New books available at China Village library
The Albert Church Brown Memorial Library, on Main Street in China Village, has a number of new books – and many older ones – to lend to area residents. The library is open Tuesdays and Thursdays from 2 to 6 p.m. and Saturdays from 10 a.m. to noon. There is no charge for a borrower’s card.
Several authors of series popular with our patrons had new books published late in 2018 and early in 2019, just in time for our first 2019 book order. Among them: The New Iberia Blues, by James Lee Burke ( number 22 in the Dave Robicheaux series); A Gathering Of Secrets, by Linda Castillo (Kate Burkholder, number 10); Past Tense, by Lee Child (Jack Reacher, number 23); Tundra Kill and The Big Empty, by Stan Jones (Nathan Active, numbers 5 and 6); Residue, by Michael McGarrity (Kevin Kerney, number 13); Bury the Lead, by Archer Mayor (Joe Gunther, number 21); Kingdom of the Blind, by Louise Penny (Inspector Gamache, number 14); Tear It Down by Nick Petrie (Peter Ash, number 4); Careless Love, by Peter Robinson (DCI Alan Banks, number 25); and Holy Ghost, by John Sandford (Virgil Flowers, number 11).
We have other new fiction, including Night of Miracles by Elizabeth Berg, billed as a follow-up to The Story of Arthur Trulove, a well-received novel; John Grisham’s The Reckoning; and Barbara Kingsolver’s Unsheltered. Recent experiments with new (to the library) authors like Jon Cohen (Harry’s Trees) and Esi Edugyan (Washington Black) were well-received; others new to our patrons include Elizabeth Brooks (The Orphan of Salt Winds) and Delia Owens (Where the Crawdads Sing, a novel one reviewer compared to Kingsolver’s work).
In the Maine Room upstairs we’ve added Bimini Twist, the fourth in Linda Greenlaw’s Jane Bunker mystery series (we have the first three, and several of the non-fiction books, starting with The Hungry Ocean, that first brought her to readers’ attention) and Elevation, an unusually short novel by Stephen King. A patron recently donated a copy of May Sarton’s The Small Room; we have many other Sarton works, novels, poetry and essays. Recently people have been rereading Susan Kenney’s mysteries and Kenneth Roberts’ historical novels.
New books for children and young adults include Thanks to the Animals, a picture book by the late Passamaquoddy storyteller Allen Sockabasin; Saving Winslow, by Sharon Creech, who won Newbery awards for two earlier books, Walk Two Moons and The Wanderer (our library has both); Pay Attention, Carter Jones, by Gary D. Schmidt, whose other works for young people include Lizzie Bright and the Buckminster Boy, set on the real Maine island called Malaga; and Holly Black’s young-adult fantasy The Wicked King, a sequel to The Cruel Prince.
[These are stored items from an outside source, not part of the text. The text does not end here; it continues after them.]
PR #3081, opened 2026-04-16
Fix S1C validation for SRG_TIME_SERIES and SRG_GSLC 

mfangaritav:
This PR is to fix a bug for `SRG_TIME_SERIES` and `SRG_GSLC` related to the S1C validation. The value for S1C is taken from https://sentiwiki.copernicus.eu/web/s1-products

### DIFF
--- a/apps/api/src/hyp3_api/validation.py
+++ b/apps/api/src/hyp3_api/validation.py
@@ -209,7 +209,7 @@ def check_same_relative_orbits(_, granule_metadata: list[dict]) -> None:
         name_split = granule['name'].split('_')
         absolute_orbit = name_split[7]
         # "Relationship between relative and absolute orbit numbers": https://sentiwiki.copernicus.eu/web/s1-products
-        offset = 73 if name_split[0] == 'S1A' else 27
+        offset = 73 if name_split[0] == 'S1A' else (172 if name_split[0] == 'S1C' else 27)
         relative_orbit = ((int(absolute_orbit) - offset) % 175) + 1
         if not previous_relative_orbit:
             previous_relative_orbit = relative_orbit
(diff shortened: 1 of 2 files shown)


apps/api/src/hyp3_api/validation.py
```diff
@@ -209,7 +209,7 @@ def check_same_relative_orbits(_, granule_metadata: list[dict]) -> None:
         name_split = granule['name'].split('_')
         absolute_orbit = name_split[7]
         # "Relationship between relative and absolute orbit numbers": https://sentiwiki.copernicus.eu/web/s1-products
-        offset = 73 if name_split[0] == 'S1A' else 27
+        offset = 73 if name_split[0] == 'S1A' else (172 if name_split[0] == 'S1C' else 27)
```
jhkennedy: Since we'll have 4 conditionals here in a bit, I think it might make sense to write this as:

```suggestion
        mission = name_split[0]
        if mission == 'S1A':
            offset = 73
        elif mission == 'S1B':
            offset = 27
        elif mission == 'S1C':
            offset = 172
        elif mission == 'S1D':
            offset = 42
        else:
            raise ValueError(f'Encountered unknown Sentinel-1 mission: {mission}')
```

The offset numbers look correct and match what's in ISCE3. I added S1D as well based on this ISCE2 PR:
https://github.com/isce-framework/isce2/pull/28123

The offset may change once S1D moves to its final orbit this summer, but this will allow us to process the commissioning data for now, so I think it's fine to add now and circle back if it needs to be updated.

jhkennedy (dismissed):
Looks good! I just added a suggestion which we could do now, or circle back to once S1D's orbit is final. Ether way works for me

jhkennedy (approved):

PR #3099, opened 2026-05-07
Add STREAM_FLOW.yml

kmarnoult:
Add STREAM_FLOW.yml to job_spec folder and update CHANGELOG.md.

### DIFF
--- a/CHANGELOG.md
+++ b/CHANGELOG.md
@@ -4,6 +4,11 @@ All notable changes to this project will be documented in this file.
 The format is based on [Keep a Changelog](https://keepachangelog.com/en/1.0.0/),
 and this project adheres to [Semantic Versioning](https://semver.org/spec/v2.0.0.html).
 
+## [10.16.5]
+
+### Added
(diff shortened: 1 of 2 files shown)


mfangaritav (dismissed):

jhkennedy (changes requested):
For this job type, we'll need to handle the input data some how. 

I think that would/could look like, either:
1. running the RTC and HydroSAR steps first, like in the [`WATER_MAP.yml`](https://github.com/ASFHyP3/hyp3/blob/develop/job_spec/WATER_MAP.yml) jobs
   * but we'd need to handle getting the approprite scenes for a node/reach, or take scene as input and decide the appropriate node/reach from there
2. gathering all the OPERA RTCs along the node/reach and merging them together, then running HydroSAR before running the streamflow code. 

The problem with (2), even though it's probably easier, is Fritz insists on doing this at 10m instead of the 30m provided by the OPERA RTCs, so we'll likely need to do (1).

PR #3128, opened 2026-06-10
Update pism-terra-execute job spec for upstream changes

jhkennedy:


kmarnoult (changes requested):
I think that text of line #7 in PISM_TERRA_EXECUTE.yml got rearranged.  It should probably be something line "S3 URI to run a script...".  Also, the word 'script' is missing the 't'.

jhkennedy:
> I think that the text of line 7 in PISM_TERRA_EXECUTE.yml got rearranged. It should probably be something like "S3 URI to run a script...". Also, the word 'script' is missing the 't'.

Ah good catch! Fixed.

kmarnoult (approved):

On Sunday, March 24, at 2 p.m., the library will host one of China town officials’ planned introductions to the 2019-2020 budget. Another presentation is scheduled for 6 p.m., Wednesday, March 27, in the town office meeting room. Voters will act on the budget at the annual town business meeting, which will be Saturday morning, April 6, starting at 9 a.m. if a quorum is present by then.